Lets start off by adding the input field and button to index.html:
<textarea id="memory" name="mem" rows="15" cols="60"></textarea>
From Location:
<input type="text" id="frommem">
<button onclick="showMem()">Refresh Dump</button><br/>
The showMem() is one of the methods that I wrote while doing code cleanup index.html. This method also needs to be adjusted to look at the frommem input field for the start address:
function showMem() {
var m = document.getElementById("memory");
var location = document.getElementById("frommem");
locationInt = parseInt(location.value, 16); tempmemstr = ""
for (i = locationInt; i < (160 + locationInt); i++) {
if ((i % 16) == 0) {
labelstr = "";
labelstr = labelstr + "0000" + i.toString(16);
labelstr = labelstr.slice(-4);
tempmemstr = tempmemstr + "\n" + labelstr;
}
currentByte = "00" + mymem.readMem(i).toString(16);
currentByte = currentByte.slice(-2);
tempmemstr = tempmemstr + " " + currentByte;
}
m.value = tempmemstr;
}
We are now ready for preparing to run the Klaus Test Suite.

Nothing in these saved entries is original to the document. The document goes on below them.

PR #102, opened 2019-08-11
Added combat-harden.lua

Atkana:
This script can be used to alter the combat_harden value of a unit (or a whole fort), which effects the emotions that a unit feels when witnessing death (to the point where they feel nothing).

(I originally made this to publish with my own list of scripts, but I figured it was something that might have wide enough appeal to go into DFhack proper.)

### DIFF
--- a/combat-harden.lua
+++ b/combat-harden.lua
@@ -1,0 +1,131 @@
+-- Sets a unit's combat-hardened value to a given percent
+--@ module = true
+
+local help = [====[
+
+combat-harden
+=============
+Sets the combat-hardened value on a unit, making them care more/less about seeing corpses.
+Requires a value and a target.
+
+Valid values:
+
+:value <0-100>:
+    A percent value to set combat hardened to.
+:tier <1-4>:
+    Choose a tier of hardenedness to set it to.
+      1 = No hardendness.
+      2 = "is getting used to tragedy"
+      3 = "is a hardened individual"
+      4 = "doesn't really care about anything anymore" (max)
+
+If neither are provided, the script defaults to using a value of 100.
+
+Valid targets:
+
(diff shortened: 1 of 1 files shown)


combat-harden.lua
```diff
@@ -0,0 +1,131 @@
...
+local help = [====[
+
+combat-harden
+=============
+Sets the combat-hardened value on a unit, making them care more/less about seeing corpses.
+Requires a value and a target.
+
+Valid values:
+
+:value <0-100>:
```
lethosor: My thoughts (for when I'm back online and can merge this, but feel free to change this too if you're monitoring this PR): it might not be clear that you need the `-` in front of the arguments here (`-tier` instead of `tier`, `-all`, etc.), so I would specify that. A bunch of the modtools use a different style for this ([example](https://github.com/DFHack/scripts/blob/master/modtools/create-item.lua)) although I don't really like how that displays in the [HTML docs](https://dfhack.readthedocs.io/en/stable/docs/_auto/modtools.html#modtools-create-item). Adding the `-`s is probably enough, honestly, and I can take care of that when I'm able to merge this.

combat-harden.lua
```diff
@@ -0,0 +1,131 @@
...
+        for _, unit in pairs(df.global.world.units.active) do
+            table.insert(unitsList, unit)
+        end
+    elseif args.citizens then
+        -- Technically this will exclude insane citizens, but this is the
+        -- easiest thing that dfhack provides
+        
+        -- Abort if not in Fort mode
+        if not dfhack.world.isFortressMode() then
+            return
```
lethosor: An error might be helpful (e.g. `qerror("Not in fortress mode")`)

Preparing to run Test Suite
Firstly we need to get hold of the Klaus Test Suite. It is available via GitHub:
https://github.com/Klaus2m5/6502_65C02_functional_tests
The assembly files (e.g. the ones with the a65) needs to be compiled with the a65 assembler.

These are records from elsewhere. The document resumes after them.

PR #414, opened 2022-07-19
Fix emigration logic

WoosterUK:
The comparator in the master code is incorrect.

Dorf stress is negative for happy dorfs and positive for unhappy ones. Line 33 creates a threshold that is, therefore, above 100 for happy dorfs and below 100 for unhappy ones.

Line 90 in master asks for a 0-100 roll to be *below* this threshold for emigration to occur. This means that happy dorfs will *always* emigrate (contra line 14) and unhappy ones are increasingly unlikely to the unhappier they get.

You can observe this behaviour in a new fort: I saw six out of seven dorfs leave almost instantly.

### DIFF
--- a/changelog.txt
+++ b/changelog.txt
@@ -21,6 +21,7 @@ that repo.
 ## Fixes
 - `gui/unit-info-viewer`: fix logic for displaying undead creature names
 - `gui/workflow`: restore functionality to the add/remove/order hotkeys on the workflow status screen
+- `emigration`: fix emigrant logic so unhappy dorfs leave as designed
 
 ## Misc Improvements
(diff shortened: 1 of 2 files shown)


myk002 (changes requested):
Thanks! Could you add a changelog entry for this in the docs/changelog.txt file?

myk002:
Unclear if this fixes all of DFHack/dfhack#1784, but it's clearly related

myk002 (approved):

myk002:
Welcome to DFHack! As a follow-up PR, could you possibly add your name to the Authors.rst file in the dfhack repo? https://github.com/DFHack/dfhack/blob/develop/docs/Authors.rst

For convenience, compiled binary files is also provided in the bin_files folder. These binaries are memory images that you copy straight to your 64KB emulated memory. I think I am going to take the convenience route :-)

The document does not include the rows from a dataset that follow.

PR #421, opened 2022-08-17
Update docs for dwarf-op

myk002:
and move dorf_tables to internal/ so it doesn't get listed by ls


docs/dwarf-op.rst
```diff
@@ -1,158 +1,180 @@
...
+``--optimize``
+    Performs a job search for unoptimized dwarves. Run
+    ``dwarf-op --list job_distribution`` to see how jobs are distributed.
+``--applyjobs "[" <job> [<job> ...] "]"``
+    Applies the listed jobs to the selected dwarves. Run
+    ``dwarf-op --list jobs`` to see available jobs.
+``--applyprofessions "[" <profession> [<profession> ...] "]"``
+    Applies the listed professions to the selected dwarves. Run
+    ``dwarf-op --list professions`` to see available professions.
+``--applytypes "[" <profession> [<profession> ...] "]"``
```
cppcooper, line 118: This syntax, I personally find very confusing. I don't understand what this is trying to communicate. And afaik you definitely don't need to `"[" "]"`

Bottom line: if we're trying to make the docs more accessible to everyone, I think this is too obfuscated for most people to know how to read correctly

cppcooper: I feel as though the `[ a b c ]` syntax for lists maybe is the root of this evil. So maybe we could use curly braces instead? I dunno how many other scripts use this, but if it's just this one.. ez pz?

docs/dwarf-op.rst
```diff
@@ -1,158 +1,180 @@
...
+    Selects any dwarves with the specified custom professions.
+``waves "[" waves <num> [<num> ...] "]"``
+    Selects dwarves from the specified migration waves. Waves are enumerated
+    starting at 0 and increasing by 1 with each wave. The waves go by season and
+    year and thus should match what you see in `list-waves` or Dwarf Therapist.
+    It is recommended that you ``--show`` the selected dwarves before modifying
+    them.
+
+Options
+-------
```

You will also notice that together with compiled binary files in the bin_files folder, there are .lst files. The a65 assembler generates these listings when it is assembling the source. The beauty of these listing files is that it keeps all the comments together with the memory address where each instruction is in memory.
This info in the listing files comes in very handy when a test fails at a particular address, so you can look it up in the listing file and almost immediately know what the test that fail is about. Sadly, I only discovered this after I managed to run the Test Suite successfully :-(
From the assembly listing it stated that you need to start executing at memory location $400. So we will assign this address to the program counter when the CPU class is created.
As in the previous posts will add the Test Suite binary as an array in the Memory class. To assist in this task, I wrote a quick Java program taking the binary and spitting out the contents as a JavaScript array. In the GitHub zipfile for this post the Memory class will be populated with the Test Suite program.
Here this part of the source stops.